Issue #3222, opened 2022-08-22
Dockerize cloud


azizova-leyla:
Put all deploy scripts in a docker container, so user only needs to have docker installed.

azizova-leyla:
Counting this as fixed. We're building docker images for cloud.

PR #3318, opened 2022-08-31
Add new RUN command as a start of all deploy scripts

azizova-leyla:
### Description

New pattern of calling deploy scripts:
1. Call cloud/shared/run.py --command=[setup, deploy, destroy] --tag=IMAGE_TAG --config=CONFIG_FILE
2. Inside run.py load config, validate variables and then call out to actual command.

This centralize config loading to one file, and will be used in the dockerized version.

I'm planning to delete bash versions of scripts from cloud/shared/bin later, leaving for now so all current scripts work.

Also fixed actions that were not setting --tag properly.

## Release notes:

### Checklist

### Issue(s)

First step to [#3222](https://github.com/civiform/civiform/issues/3222)


cloud/shared/bin/deploy.py
```diff
@@ -0,0 +1,17 @@
+import subprocess
+import importlib
+import os
+from cloud.shared.bin.lib.config_loader import ConfigLoader
```
bion, line 4: nit: `ConfigLoader` isn't used in this file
━━━━━━
◆ **Aim of the exercise**
Output each record above exactly, omitting nothing.

◆ **Solution**
Issue #3222, opened 2022-08-22
Dockerize cloud


azizova-leyla:
Put all deploy scripts in a docker container, so user only needs to have docker installed.

azizova-leyla:
Counting this as fixed. We're building docker images for cloud.

PR #3318, opened 2022-08-31
Add new RUN command as a start of all deploy scripts

azizova-leyla:
### Description

New pattern of calling deploy scripts:
1. Call cloud/shared/run.py --command=[setup, deploy, destroy] --tag=IMAGE_TAG --config=CONFIG_FILE
2. Inside run.py load config, validate variables and then call out to actual command.

This centralize config loading to one file, and will be used in the dockerized version.

I'm planning to delete bash versions of scripts from cloud/shared/bin later, leaving for now so all current scripts work.

Also fixed actions that were not setting --tag properly.

## Release notes:

### Checklist

### Issue(s)

First step to [#3222](https://github.com/civiform/civiform/issues/3222)


cloud/shared/bin/deploy.py
```diff
@@ -0,0 +1,17 @@
+import subprocess
+import importlib
+import os
+from cloud.shared.bin.lib.config_loader import ConfigLoader
```
bion, line 4: nit: `ConfigLoader` isn't used in this file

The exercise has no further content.